PR #455, opened 2025-09-15
[PM-25818] Migrate Basic Cipher Create, Edit, and Get Operations to SDK

gbubemismith:
## 🎟️ Tracking
https://bitwarden.atlassian.net/browse/PM-25818

## ⏰ Reminders before review

- CI builds passed
  team

## 🦮 Reviewer guidelines


crates/bitwarden-vault/src/cipher/cipher.rs
```diff
@@ -788,6 +797,76 @@ impl From<bitwarden_api_api::models::CipherRepromptType> for CipherRepromptType
...
+            folder_id: cipher.folder_id.map(FolderId::new),
+            collection_ids: vec![], // CipherResponseModel doesn't include collection_ids
+            name: require!(EncString::try_from_optional(cipher.name)?),
+            notes: EncString::try_from_optional(cipher.notes)?,
+            r#type: require!(cipher.r#type).into(),
+            login: cipher.login.map(|l| (*l).try_into()).transpose()?,
+            identity: cipher.identity.map(|i| (*i).try_into()).transpose()?,
+            card: cipher.card.map(|c| (*c).try_into()).transpose()?,
+            secure_note: cipher.secure_note.map(|s| (*s).try_into()).transpose()?,
+            // TODO: add ssh_key
```
nick-livefront: ❓ Are there tickets associated with these `TODO`s?

crates/bitwarden-vault/src/cipher/cipher.rs
```diff
@@ -788,6 +797,76 @@ impl From<bitwarden_api_api::models::CipherRepromptType> for CipherRepromptType
...
+            ssh_key: None,
+            favorite: cipher.favorite.unwrap_or(false),
+            reprompt: cipher
+                .reprompt
+                .map(|r| r.into())
+                .unwrap_or(CipherRepromptType::None),
+            organization_use_totp: cipher.organization_use_totp.unwrap_or(true),
+            edit: cipher.edit.unwrap_or(true),
```
nick-livefront: ❓ Probably an edge case, the current CipherView [defaults these values](https://github.com/bitwarden/clients/blob/fc41d4237cc8a9cadcf70ace42c1c166a35bb05e/libs/common/src/vault/models/view/cipher.view.ts#L36) to `false` rather than `true`. Should this logic follow suit or is the deviation intentional?

crates/bitwarden-vault/src/cipher/cipher_client.rs
```diff
@@ -174,6 +181,68 @@ impl CiphersClient {
...
+
+    /// Get all ciphers from state and decrypt them to a list of [CipherView].
+    pub async fn list(&self) -> Result<Vec<CipherView>, GetCipherError> {
+        let key_store = self.client.internal.get_key_store();
+        let repository = self.get_repository()?;
+
+        list_ciphers(key_store, repository.as_ref()).await
+    }
+
+    /// Get [Cipher] by ID from state and decrypt it to a [CipherView].
```
nick-livefront: I did not know you could link to other entities in a comment with `[...]`, TIL!

crates/bitwarden-vault/src/cipher/create.rs
```diff
@@ -0,0 +1,304 @@
...
+            name: encrypted_cipher.name.to_string(),
+            notes: encrypted_cipher.notes.map(|n| n.to_string()),
+            fields: encrypted_cipher
+                .fields
+                .map(|f| f.into_iter().map(|f| f.into()).collect()),
+            password_history: encrypted_cipher
+                .password_history
+                .map(|ph| ph.into_iter().map(|ph| ph.into()).collect()),
+            attachments: None,
+            attachments2: encrypted_cipher.attachments.map(|a| {
```
nick-livefront: ❓ What is the difference between `attachments` and `attachments2`?

nick-livefront (commented):
Just a handful of questions from me. I'm following this and the implementation but I would say that my rust experience is a little lack luster on if there are improvements to be made on that thread. I will hold off on approving to hopefully solicit some more impactful feedback, but I can if I'm the gateway between moving this forward.

crates/bitwarden-vault/src/cipher/cipher.rs
gbubemismith: @nick-livefront I actually have that change locally, I was waiting to get a different PR merged in first. Moved to draft

crates/bitwarden-vault/src/cipher/create.rs
gbubemismith: On the server, `attachments` is deprecated. The main difference is `attachments2` has a structured value and `attachements` is just a string on the server

crates/bitwarden-vault/src/cipher/get_list.rs
```diff
@@ -0,0 +1,41 @@
...
+
+    Ok(store.decrypt(&cipher)?)
+}
+
+pub(super) async fn list_ciphers(
+    store: &KeyStore<KeyIds>,
+    repository: &dyn Repository<Cipher>,
+) -> Result<Vec<CipherView>, GetCipherError> {
+    let ciphers = repository.list().await?;
+    let views = store.decrypt_list(&ciphers)?;
```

◆ ◆ ◆ ◆ ◆ ◆ ◆

§ What is required: Please return all lines in the material above that include the word "between".

§ Answer:
nick-livefront: ❓ What is the difference between `attachments` and `attachments2`?
Just a handful of questions from me. I'm following this and the implementation but I would say that my rust experience is a little lack luster on if there are improvements to be made on that thread. I will hold off on approving to hopefully solicit some more impactful feedback, but I can if I'm the gateway between moving this forward.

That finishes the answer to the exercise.